PR #119, opened 2015-07-21
add a variable in edm by using catGetHFHadronMatching_cff

YoungKwonJo:
https://twiki.cern.ch/twiki/bin/view/CMS/TTbarHbbRun2ReferenceAnalysis#TT_X_splitting
https://twiki.cern.ch/twiki/bin/view/CMSPublic/GenHFHadronMatcher#Event_categorization_example_1

add 
python/GenTtbarCategorizer_cfi.py
plugins/GenTtbarCategorizer.cc

### DIFF
--- a/CatProducer/plugins/GenTtbarCategorizer.cc
+++ b/CatProducer/plugins/GenTtbarCategorizer.cc
@@ -1,0 +1,375 @@
+// -*- C++ -*-
+//
+// Package:    PhysicsTools/GenTtbarCategorizer
+// Class:      GenTtbarCategorizer
+// 
+/**\class GenTtbarCategorizer GenTtbarCategorizer.cc PhysicsTools/JetMCAlgos/plugins/GenTtbarCategorizer.cc
+//https://twiki.cern.ch/twiki/pub/CMSPublic/GenHFHadronMatcher/GenTtbarCategorizer.cc
+//
+ Description: Categorization of different tt+xx processes, returning unique ID for each process as e.g. tt+bb, tt+b, tt+2b, tt+cc, ...
+
+ Implementation:
+     
+     The classification scheme returns an ID per event, and works as follows:
+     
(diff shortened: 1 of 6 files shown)


jshlee:
hi @YoungKwonJo

Shall we merge this?

YoungKwonJo:
Yes, I would like to merge it. 
If we have no problem about merge.

jhgoh:
Questions:
- Doesn't it change the event content of catTuple and event size?
- Isn't it already in CMSSW or planned to be included there?

YoungKwonJo:
1.  we will keep only one-value in catTuple.
   +++++int "GenTtbarCategories" "genTtbarId" "CAT"+++++
2. I have tested it in CMSSW CMSSW_7_4_6_patch6. we don't need to install(download) any-code in the cmssw version.
   However, in old version, we need to add some code. the following is the instruction. 
   https://twiki.cern.ch/twiki/bin/view/CMSPublic/GenHFHadronMatcher#Installation_instructions

jshlee:
we are using CMSSW_7_4_6_patch6 so it should be fine
so this only saves one int per event?

YoungKwonJo:
Yes, it saves one int per event.
the candidates are followings.
+++++++++++++++++
(x can take values 0, 1, 2 depending on the number of b jets from top):
x51: tt+b 
x52: tt+2b 
x53, x54, x55: tt+bb 
x41, x42, x43, x44, x45: tt+cc 
x00: tt+LF
+++++++++
https://twiki.cern.ch/twiki/bin/view/CMSPublic/GenHFHadronMatcher#Event_categorization_example_1

And,  I tested it by using only MINIAODSIM. 
Do you think to test by using AODSIM?

jshlee:
for aodsim, do u want to talk on skype?

YoungKwonJo:
sent a message in your mail.

PR #123, opened 2015-08-04
updated JEC and added puppi jet jec correction

jshlee:


monttj:
Can we have the name like "CATVertex" "CATTrigger" instead of "CATVertexInfo" and "CATTriggerInfo" so that it can be consistent with "CATMuon" or "CATJet"?

jshlee:
yep sure

PR #125, opened 2015-08-05
Temporary simple PU weight from reco vertex

jhgoh:
A simple PU weight method is added based on the reco vertex size.
This method is non-standard and not recommended for long term.

There is a handle to turn on/off this non-standard method, "isStandardWeight = True" will move it back to standard method.
Weight values are taken from the Phys14 powheg ttbar sample and Run2015B data, contribution by Youn.


jhgoh:
No runtime checks done. I hope automatic tool to be prepared sometime.

PR #339, opened 2015-12-29
Cleaner dataset txt file management

jhgoh:
dataset_*.txt files are saved under a subdirectory not to make data directory 2b messy.


jshlee:
im ok with this

PR #344, opened 2015-12-30
Add SF evaluator to CommonTools

jhgoh:
Add scale factor evaluator.


jhgoh:
For note to @tt8888tt , @kuyoun : This PR also changes the TtbarDileptonAnalyzer to split muon SF variation and electron SF variation.

PR #349, opened 2016-01-08
change analyzer code (branch names)

tt8888tt:
combined muon SF up & down and electron SF up & down to lepton SF up & down.


jhgoh:
Can we simply assume 100% positive correlation bet'n mu scales and electron scales?

tt8888tt:
You mean like... up SF for electron is saved as 'lepton_weght' in branch 'mueff_u' too...?

jhgoh:
Previous code saves weights from mu and electrons separately.

jshlee:
for ee and mumu channel, it shouldnt matter, but for emu channel, this wouldn't work.
i dont think there will be 100% positive correlation, so e and mu should be done separately.

jhgoh:
Codes are up to date to reflect those comments.

PR #352, opened 2016-01-11
Completing TTLL chain

jhgoh:
(hopefully) this batch of PR is to finalize the histogram based workflow.

The RooStats are introduced, systematic errors are considered to extract numbers.
Analysis specific plots are going to be introduced.


jhgoh:
Now the RooStats/HistFactory gives some -profile LL curve with histogram based syst. errs. NLL's are not smooth at some points - to be checked. Fit was done using the leading jet's b discrinimator distribution JUST FOR TESTING.

Updated version with TTBB ratio can be practically useful..

meas_combined_xsec_profilelr eps
meas_ee_xsec_profilelr eps
meas_em_xsec_profilelr eps
meas_mm_xsec_profilelr eps

jhgoh:
This PR is not 100% complete, but basic workflow works anyway. Since we are moving to 76x branch so it's time to finalize this PR and move to the next branch.

PR #354, opened 2016-01-12
Add photonto cattuples

jalmond:


jhgoh:
Codes in good shape. Merging this PR.

PR #356, opened 2016-01-14
Top pt reweight

jhgoh:
Top pt reweighting factors are produced by the PartonTopProducer.


jhgoh:
Adding production flag since this module runs during the prod.

PR #357, opened 2016-01-14
a bit change of histohelper.py

tt8888tt:
make const k be calculated separately in step 1, once only.


jhgoh:
Merge?

jshlee:
hey @tt8888tt 
why is kMM and kEE calculated separately?

tt8888tt:
cause I've learned that I have to calculate kMM, kEE at Step1(before MET cut) and use that in all other steps.
or is it wrong?

jhgoh:
Some discussion done yesterday, he was just asking about technical stuffs something like why dont you calculate k factors on the fly.

tt8888tt:
ah then, it's because I just simmply don't know how to, technically.
can't figure out better way...

jhgoh:
Merging this PR. no harm to be merge.

PR #394, opened 2016-01-28
catGetDatasetInfo update

jhgoh:
catGetDatasetInfo script is updated
- Default prod version v7-6-1
- Retrieve sample list first and try to run xrdls later - works at CERN
- Human readable JSON file


jshlee:
+1

PR #395, opened 2016-01-28
updated ttdilep anlaysis

jshlee:
changed back to cutBasedElectronID
updated working point for btagging in 76x

need to wait fot new sf for electrons and btagging


jhgoh:
Adding production tag since there is some change in input txt files

PR #412, opened 2016-02-07
Include central weight at the first of all weight variations

jhgoh:
Keep the 0th element of weight group.
This can be a duplication of information, but it gives uniform structure for all variations.

Therefore, genWeight:genWeight = genWeight:scaleWeights[0] = genWeight:pdfWeights[0] = genWeight:otherWeights[0](if exists)


jshlee:
can this be merged?

jhgoh:
Merging this.

PR #368, opened 2018-10-17
perunDataGenerator module

balcirakpeter:
- perl module with subroutine generating all user and user_facility attributes (for all users on resource)
  which are required for given service.

### DIFF
--- a/gen/perunServicesInit.pm
+++ b/gen/perunServicesInit.pm
@@ -71,7 +71,12 @@ sub init {
 	} else {
 		unless(defined $facilityId) { die "ERROR: facilityId required"; }
 
-		$agent = Perun::Agent->new('jsonsimple');
+		my $jsonFormat = $::JSON_FORMAT || "jsonsimple";
+		unless($jsonFormat =~ /^json(simple)?$/) {
+			die 'Unsupported json format. Set $::JSON_FORMAT to any of supported formats. Only "json" and "jsonsimple" are supported.';
+		}
+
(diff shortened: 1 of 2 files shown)


gen/perunServicesInit.pm
```diff
@@ -192,4 +195,12 @@ sub createFacilityNameFile($) {
 	close FACILITY_NAME_FILE;
 }
 
+sub setStandardJsonType {
+	$JSON_TYPE='json';
```
licehammer: I'm not happy with a function that changes a global variable. That is a bad practice.

Historically, the perunServicesInit module uses global variables to read data from a gen script. That's also not nice, but it's somehow acceptable for such a small, one-purpose program.

Therefore, please use a global variable as well or rewrite this whole module using the object oriented approach. So usage would be like following.
```perl
my $psi = perunServicesInit->new();
$psi->setJsonType(Perun::Agent::$JSON_SIMPLE)
```

stavamichal: Ok, so we will use global variable, because changing the whole process to be object oriented will be pain at this moment.

gen/perunServicesInit.pm
```diff
@@ -29,6 +29,7 @@ our $DATA_TYPE = {
 	$DATA_TYPE_WITH_VOS => sub {getDataWithVos(@_)},
 };
 
+
```
stavamichal: Is this newline important here?

balcirakpeter: Fixed

PR #372, opened 2018-10-24
fs_scratch_local conditions modification

balcirakpeter:
- modify behavior in fs_scratch_local service to be
  able to continue from it's own failure and also change ACLs on
  scratch directories when there are any differencies

### DIFF
--- a/slave/process-fs-scratch-local/bin/process-fs_scratch_local.sh
+++ b/slave/process-fs-scratch-local/bin/process-fs_scratch_local.sh
@@ -30,21 +30,22 @@ function process {
 
 	# lines contains login\tUID\tGID\t...
 	while IFS=`echo -e "\t"` read LOGIN U_UID U_GID SOFT_QUOTA_DATA HARD_QUOTA_DATA SOFT_QUOTA_FILES HARD_QUOTA_FILES; do
+		SCRATCH_DIR="${SCRATCH_MOUNTPOINT}/${LOGIN}"
 
-		if [ ! -d "${SCRATCH_MOUNTPOINT}/${LOGIN}" ]; then
-			catch_error E_CANNOT_CREATE_DIR  mkdir "${SCRATCH_MOUNTPOINT}/${LOGIN}"
-
-			catch_error E_CANNOT_SET_OWNERSHIP chown "${U_UID}":"${U_GID}" "${SCRATCH_MOUNTPOINT}/${LOGIN}"
-			catch_error E_CANNOT_SET_PERMISSIONS chmod "${UMASK}" "${SCRATCH_MOUNTPOINT}/${LOGIN}"
-
-			# Set quota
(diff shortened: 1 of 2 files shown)


slave/process-fs-scratch-local/bin/process-fs_scratch_local.sh
```diff
@@ -30,21 +30,22 @@ function process {
...
+			log_msg I_DIR_CREATED
+		fi
 
-			# Set quota
-			# setquota name block-softlimit block-hardlimit inode-softlimit inode-hardlimit filesystem
-			#      if [ -x /usr/sbin/setquota ]; then
-			#        # Get $QUOTA_FS
-			#        /usr/sbin/setquota $U_UID $SOFT_QUOTA_DATA $HARD_QUOTA_DATA $SOFT_QUOTA_FILES $HARD_QUOTA_FILES $QUOTA_FS
-			#      fi
+		if [ `stat -L -c "%u:%g" ${SCRATCH_DIR}` != "${U_UID}:${U_GID}" ]; then
```
licehammer:
```suggestion
		if [ "`stat -L -c '%u:%g' ${SCRATCH_DIR}`" != "${U_UID}:${U_GID}" ]; then
```
It's safer to write it this way in case of stat command fails and don't write anything to stdout.

slave/process-fs-scratch-local/bin/process-fs_scratch_local.sh
```diff
@@ -30,21 +30,22 @@ function process {
...
+			catch_error E_CANNOT_SET_OWNERSHIP chown ${U_UID}:${U_GID} "${SCRATCH_DIR}"
+			log_debug "Ownership of ${SCRATCH_DIR} was set to ${U_UID}:${U_GID}"
+		fi
 
-			log_msg I_DIR_CREATED
+		if [ `stat -L -c "%a" ${SCRATCH_DIR}` != "${UMASK}" ]; then
```
licehammer:
```suggestion
		if [ "`stat -L -c '%a' ${SCRATCH_DIR}`" != "${UMASK}" ]; then
```

slave/process-fs-scratch-local/changelog
```diff
@@ -1,3 +1,10 @@
+perun-slave-process-fs-scratch-local (3.1.5) stable; urgency=low
+
+  * Modify service behaviour to be able to continue from it's own failure
```
licehammer: This is not comprehensible. You probably want to say it can recover from a failure in the previous run.

slave/process-fs-scratch-local/changelog
```diff
@@ -1,3 +1,10 @@
...
+  * Change access control list on scratch directory when there are any differences
```
licehammer: It also changes ownership.
Also, it would be good if you can describe this in detail. This is a significant change in the service behavior, and we should explain it properly.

------

(Work instruction):
The required output is the entries from their opening line through the line holding "for aodsim, do u want to talk on skype?", repeated exactly, with both end lines kept.

(Result):
PR #119, opened 2015-07-21
add a variable in edm by using catGetHFHadronMatching_cff

YoungKwonJo:
https://twiki.cern.ch/twiki/bin/view/CMS/TTbarHbbRun2ReferenceAnalysis#TT_X_splitting
https://twiki.cern.ch/twiki/bin/view/CMSPublic/GenHFHadronMatcher#Event_categorization_example_1

add 
python/GenTtbarCategorizer_cfi.py
plugins/GenTtbarCategorizer.cc

### DIFF
--- a/CatProducer/plugins/GenTtbarCategorizer.cc
+++ b/CatProducer/plugins/GenTtbarCategorizer.cc
@@ -1,0 +1,375 @@
+// -*- C++ -*-
+//
+// Package:    PhysicsTools/GenTtbarCategorizer
+// Class:      GenTtbarCategorizer
+// 
+/**\class GenTtbarCategorizer GenTtbarCategorizer.cc PhysicsTools/JetMCAlgos/plugins/GenTtbarCategorizer.cc
+//https://twiki.cern.ch/twiki/pub/CMSPublic/GenHFHadronMatcher/GenTtbarCategorizer.cc
+//
+ Description: Categorization of different tt+xx processes, returning unique ID for each process as e.g. tt+bb, tt+b, tt+2b, tt+cc, ...
+
+ Implementation:
+     
+     The classification scheme returns an ID per event, and works as follows:
+     
(diff shortened: 1 of 6 files shown)


jshlee:
hi @YoungKwonJo

Shall we merge this?

YoungKwonJo:
Yes, I would like to merge it. 
If we have no problem about merge.

jhgoh:
Questions:
- Doesn't it change the event content of catTuple and event size?
- Isn't it already in CMSSW or planned to be included there?

YoungKwonJo:
1.  we will keep only one-value in catTuple.
   +++++int "GenTtbarCategories" "genTtbarId" "CAT"+++++
2. I have tested it in CMSSW CMSSW_7_4_6_patch6. we don't need to install(download) any-code in the cmssw version.
   However, in old version, we need to add some code. the following is the instruction. 
   https://twiki.cern.ch/twiki/bin/view/CMSPublic/GenHFHadronMatcher#Installation_instructions

jshlee:
we are using CMSSW_7_4_6_patch6 so it should be fine
so this only saves one int per event?

YoungKwonJo:
Yes, it saves one int per event.
the candidates are followings.
+++++++++++++++++
(x can take values 0, 1, 2 depending on the number of b jets from top):
x51: tt+b 
x52: tt+2b 
x53, x54, x55: tt+bb 
x41, x42, x43, x44, x45: tt+cc 
x00: tt+LF
+++++++++
https://twiki.cern.ch/twiki/bin/view/CMSPublic/GenHFHadronMatcher#Event_categorization_example_1

And,  I tested it by using only MINIAODSIM. 
Do you think to test by using AODSIM?

jshlee:
for aodsim, do u want to talk on skype?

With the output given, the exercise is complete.